In these verses we find out several things about marriage according to God. I want us to look at them carefully because if we don’t we will miss what God says marriage is and that leads, in today’s world, to a lot of the marital problems that Christians end up dealing with.
- Marriage is the end of a persons close committed relationship with their parents and the start of their close committed relationship with the person God has created to help them through life.
Do you see that scripture tells us that a man leaves his parents and is joined to his wife. In other words his (and her) relationship with parents changes. As children our parents are supposed to be the most important relationship we have with people. They are the ones who help us learn to be adults, to be godly people. They help protect us and nurture us. They love us with Christ like love and model what the love of God is supposed to look like. (I know that not all parents do so but that is a topic for a different day.) Then we find the person God created just for us. The one who fulfills #2 for us and we have a wedding. After that wedding we are to cut the emotional ties that make our parents the most important humans in our lives and transfer that emotion to our spouses.
This is where a lot of Marriages encounter problems. One spouse of the other doesn’t put their marriage ahead of their parents. It leads to parents that meddle in the marriage and children who instead of turning to their spouse for love, comfort, protection and nurturing turn to the people they’ve always turned to. We even say that we won’t do that in the marriage vows but I’m not sure we even realize that is what is meant by “forsaking all others”. Oh we realize that it means no other partners but it means no other person is to meet those needs in our life. When one spouse or both allow their parents to remain the most important human relationship in their life they are breaking God’s plan for marriage. Often I’ve had to show these verses and other we will look at later to a couple or one side of a couple and say “you need to cut the close ties with your parents and start living life cleaved or joined emotionally, spiritually and physically to your spouse.” We have to be intentional about this. We must guard the marital relationship as the most important one of our lives at the expense of all other relationships. Are you doing that in your own marriage? IF not who is your most important human relationship with and how can you change that to God’s plan?

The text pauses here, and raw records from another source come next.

PR #2406, opened 2024-04-18
feat: adaptive for loading journal file or journal kv during loadJournal

jingjunLi:
### Description

During loading, If it is not necessary to judge based on --journalfile, handle it based on the existence of journalkv or journalfile;
* If trieJournal exists in the database, load it from the database first;
* If the journal file exists, load it from the journal file;
* If neither exists, treat it as a kv;

During persistence:
Handle it based on --journalfile, without considering whether it was journalkv or journalfile before;

Verification cases:

* Start and shut down using the kv method; Verify (type: journal kv);
* Start by specifying --journalfile to use journal file, and verify if it can start (type: journal kv), then shut down to save (type: journal file); Verify block tracking;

2. Marriage is finding the person God created to walk with you and help you through life.
This whole passage starts with God saying it isn’t good for the man to be alone. He states he will create a Help-meet or Helper for the man. A companion who will walk and work alongside of man. The word literally translated is a helper who supports. God realized that man need to not be alone in the world that he needed someone like himself but vastly different to walk and live with him and support him. This is still what God wants for each of us. Just like with Adam he has created for you the perfect helper, the perfect companion. While not scripture what always comes to my mind when I think of this passage is the line from the movie Jerry McGuire “You complete me!” That’s what marriage is supposed to be finding the one who completes you. The person who is strong where you are weak and weak where you are strong. Then you cleave to them as KJV says. You join your life with theirs and together you become what neither one of you can be separately.
This is crucial in today’s world. Your focus is should be on helping your spouse be the best version of themselves that they can be. How different is that thought than what we are taught in the world today, even in the church. It seems like now days we have decided that the partnership should be a 50/50 split of everything. I’ll meet you in the middle thing. But that isn’t God’s plan. He created for Adam a partner who came 100% to fill the holes in Adam’s life. In return Adam was to go 100% to fill the holes in Eve’s life. Together they would be stronger, better, more themselves. Don’t get me wrong I’m not saying that any one spouse should lose who they are to support and help the other spouse. But if both parties of a marriage are living and acting as God created us to act in marriage we are both doing everything in our power to make our spouse better. Are you strong in areas where your spouse is weak? Have the two of you talked about how you can assist each other and become the help God designed you to be for each other? What one thing can you do to show your spouse that you want to be the companion God created for them?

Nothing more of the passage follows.